Saturday, 17 March 2012

Two marriages and a Cow

I'm continuing to refer to the Belfast Newsletter, first for the marriage of a Miss McIlhagga and a John Fullerton in 1840. After searching through twelve months of Newspapers I found this not very informative entry in December:

On the 17th Inst. by the Rev. D. Potter, Mr. John Fullerton to Miss McIlhaga/o both of Islandmagee.

Why, oh why did they not do what most others seemed to do and put in parents names? The new information however is the name of the minister. The Revd. David Potter was in the tradition of the Seceding Presbyterians though in the year of the marriage he and his Islandmagee church united with the Irish Presbyterians and locally became what is still known as Second Presbyterian Church, Islandmagee. This almost certainly gives us information about which Church all our clan there belonged to. This 'Miss McIlhago/a' was almost certainly Mary (born about 1820), daughter of Samuel McIlhagga and Ellon McWhinney. Samuel farmed at Port Muck.

Next, and from a family history perspective we have a most interesting NOTICE printed on 3rd October 1798 as follows:

Whereas my wife, Jennet McIllhaggo, otherwise Summers, otherwise Wilson, eloped from me some time ago, and carried away part of my Goods in my absence without any just cause. This is to caution the public not to credit her, as I am determined not to pay any thing she will contract. Dated at Island Magee this 3rd day of October, 1798. Patrick Wilson, X his mark.

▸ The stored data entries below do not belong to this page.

PR #141, opened 2016-08-28
Add isless(::Nullable, ::Nullable) -> Bool

nalimilan:
This method complements isequal(), which also returns a Bool, as it
must implement a total order. NULLs are treated like NaNs: they are
never isless() than any other value, including other NULLs. They are
therefore always sorted last.

(Travis failure on master is unrelated.)

### DIFF
--- a/src/operators.jl
+++ b/src/operators.jl
@@ -1,7 +1,7 @@
 ## Lifted operators
 
 importall Base.Operators
-import Base: promote_op, abs, abs2, sqrt, cbrt, scalarmin, scalarmax
+import Base: promote_op, abs, abs2, sqrt, cbrt, scalarmin, scalarmax, isless
 using Compat: @functorize
 
 # Methods adapted from Base Julia 0.5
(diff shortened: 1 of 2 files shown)


davidagold:
This seems reasonable. But do you have a sense of how many more of these "special cases" (i.e., functions on `Nullable`s that do not return `Nullable`) are needed?

nalimilan:
Very few AFAICT. Looks like we all agree that all operators should return a `Nullable`, except for `isequal` and `isless`, and comparison operators (`==`, `<`, `>`) for which there's no consensus yet. So after this PR (which I'll open against Julia Base too) it should be complete.

davidagold:
Yeah, I'd prefer that this live in `Base`. Could you please x-ref that PR when you open it?

nalimilan:
I'd still like this to be included in NullableArrays too so that it works on 0.4 and 0.5. Requiring 0.6 is quite cumbersome at this point.

davidagold:
Fair, but can we organize the files so that this method can be grouped amongst those that should really live somewhere else?

nalimilan:
I think that's the case. Aren't `Nullable` operators supposed to go into Base or into a separate package at some point? Also, this definition is very dependent on the infrastructure used for other operators.

davidagold:
Sounds good to me for now.

nalimilan:
Filed PR against Base: https://github.com/JuliaLang/julia/pull/18304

Prior to finding this 'notice' we knew from the (damaged) Will of her father, another Samuel McIlhagga that his daughter 'Jen...' had married a Patrick Wilson. We now know that she 'eloped from him' probably with someone called Summers. My guess is that she was in her early twenties when this happened. As yet I have no information about what became of her. At least we know that the 'Jen...' was really Jennet. As she was likely the third daughter, perhaps this means that her mother, and so Samuel's wife, was also Jennet.

Finally we have the fascinating report in the paper of 6-9 November 1781 headed 'A Stray Beef Cow'. Until now I had assumed that William McIllhaga, the earliest clan member of whom we have any record in the parish of Connor, probably in the townland of Maxwell's Walls, had allowed one of his cows to escape from his farm, and was perhaps in some sort of trouble for this. However, as we can see from the brief report on 8 November, the opposite was the case. He must have found the cow and rescued it. The report reads:

In possession of William McIllhaga, near Connor. Whoever can prove their property may have her, by paying his expenses.